Remember that handyman-special house that the local water authority offered for sale in September? It’s still on the market.

“We didn’t get any bids,” said Andrea Bowles, the water resources manager for the Rivanna Water & Sewer Authority.

The late 19th century structure known as the “Elliot House” was offered two months ago to anyone who would pay at least $300,000 for the 2.2-acre property located between Free Union and Earlysville. A bidder who would vow to preserve this house in one of the more scenic parts of Albemarle County could obtain it for as little as $250,000.

But apparently that wasn’t low enough. Now, the RWSA has issued a new bid packet that puts the minimum bid at $149,000 for those who’d bulldoze and $124,000 for those who’d preserve. The new prices intrigue renovator Rob Robertson of Robertson Renovations.

“Really?” Robertson asked upon hearing the new pricing. “Maybe I’ll go buy it.”
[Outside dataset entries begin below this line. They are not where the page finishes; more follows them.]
PR #2299, opened 2024-03-27
Fall back to Gaussian Effect model when log approx is inexact

lukesonnet:
wip


lukesonnet:
Abandoned in favor of fully swapping out the models #2406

Back in September, Robertson had toured the house with a couple who were prospective buyers and informed them of a litany of needed renovations. He says the new pricing should lure some bids.

“It’s totally marketable at that price,” said Robertson. “I think it’s a great spot, it’s got good history, and there’s a lot you can do with it.”
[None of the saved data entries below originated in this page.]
PR #2306, opened 2024-03-28
Wire user name in feature slack notifications.

romain-growthbook:
This is in response to a requested user feature: https://growthbookapp.slack.com/archives/C05QYS2UFRD/p1710956702258349

Screenshot 2024-04-01 at 10 07 58 AM

Screenshot 2024-04-01 at 10 08 09 AM


packages/back-end/src/models/EventWebhookModel.ts
```diff
@@ -393,8 +393,8 @@ export const getAllEventWebHooksForEvent = async ({
   });
 
   const docs = allDocs.filter((doc) => {
-    if (!filterOptional(tags, doc.tags)) return false;
-    if (!filterOptional(projects, doc.projects)) return false;
+    if (!filterOptional(doc.tags, tags)) return false;
+    if (!filterOptional(doc.projects, projects)) return false;
```
romain-growthbook, line 397: The logic was inverted here: we want webhooks with no projects to match all events regardless of their projects and same for tags.

packages/back-end/src/events/handlers/slack/slack-event-handler-utils.ts
```diff
@@ -120,9 +120,9 @@ const buildSlackMessageForFeatureCreatedEvent = (
   featureEvent: FeatureCreatedNotificationEvent,
   eventId: string
 ): SlackMessage => {
-  const featureId = featureEvent.data.current.id;
+  const { id: featureId, owner: createdBy } = featureEvent.data.current;
 
-  const text = `The feature ${featureId} has been created`;
+  const text = `The feature ${featureId} has been created by ${createdBy}`;
```
dmkorb, line 125:
```suggestion
  const { user } = featureEvent;
  const text = `The feature ${featureId} has been created by ${user.name} (${user.email})`;
```

or
```
const { user } = featureEvent;
const text = `The feature ${featureId} has been created ${getUserFormatted(
    user
  )}.`;
...
const getUserFormatted = (user: EventAuditUser): string => {
  if (!user) return "unknown user";
  if (user.type === "dashboard") {
    return `by ${user.name} (${user.email})`;
  }
  return "by API key";
};
```

dmkorb (commented):
Thanks for that PR, @romain-growthbook! My team was the one asking for the feature.

Should we also add user name/email? From typings, I see we have both in the `featureEvent` context.

Skimming through the code here I thought we could add a helper function like the one I suggested in the comment. I haven't tested it to check if it's possible though.

packages/back-end/src/events/notification-events.d.ts
```diff
@@ -30,6 +30,7 @@ export type FeatureUpdatedNotificationEvent = NotificationEventPayload<
   {
     current: ApiFeature;
     previous: ApiFeature;
+    updatedBy: string;
```
jdorn, line 33: We don't need this field in the event payload.  Events already have the `user` who triggered the event.

romain-growthbook: Thanks!

romain-growthbook:
This should be ready for merge now!

bttf (approved):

The house has three fireplaces and about 2,000 square feet of space. Outside, its stucco skin is covered with grime and algae, and some eaves are rotted. Inside, mouse droppings compete on volume with dead insects, and a hole in the kitchen floor speak to years without a tenant.
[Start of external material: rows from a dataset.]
PR #2309, opened 2024-03-28
Super admin - Delete organizations

bttf:
WIP


packages/back-end/src/models/OrganizationModel.ts
```diff
@@ -406,7 +407,87 @@ export function toOrganizationApiInterface(
...
+  }
+
+  const orgDeleted = await mongoose.connection.db
+    .collection("organizations")
+    .deleteOne({ id: orgId });
+
+  if (orgDeleted.deletedCount > 0) {
+    logger.info("Deleted org", orgId, orgDeleted.deletedCount);
+  } else {
+    logger.info("No org deleted?");
```
bttf, line 491: Include org id here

The RWSA purchased this property as part of 1,314 acres acquired—some of by eminent domain—in the 1980s to create a new reservoir. However, officials subsequently discovered that the waterway that would be impounded—Buck Mountain Creek—was habitat to the James River spinymussel, an endangered species of freshwater mollusk. RWSA kept the land, later planting new trees and shrubs and fencing out livestock as “mitigation” to compensate for the land subsequently flooded when RWSA expanded the Ragged Mountain Reservoir.

Bowles says that RWSA’s board views holding on to this property as a liability and hopes that the new pricing stokes some interest. Bids are due by 2 p.m. on Nov. 8.

“We will open bids on the eighth and then take it to the board,” said Bowles. “The board has to ultimately approve the sale.”

Renovator Robertson contended that the new price will definitely result in a sale this time.

“It’s got good bones,” said Robertson, “but now it’s workable and doable at that price.”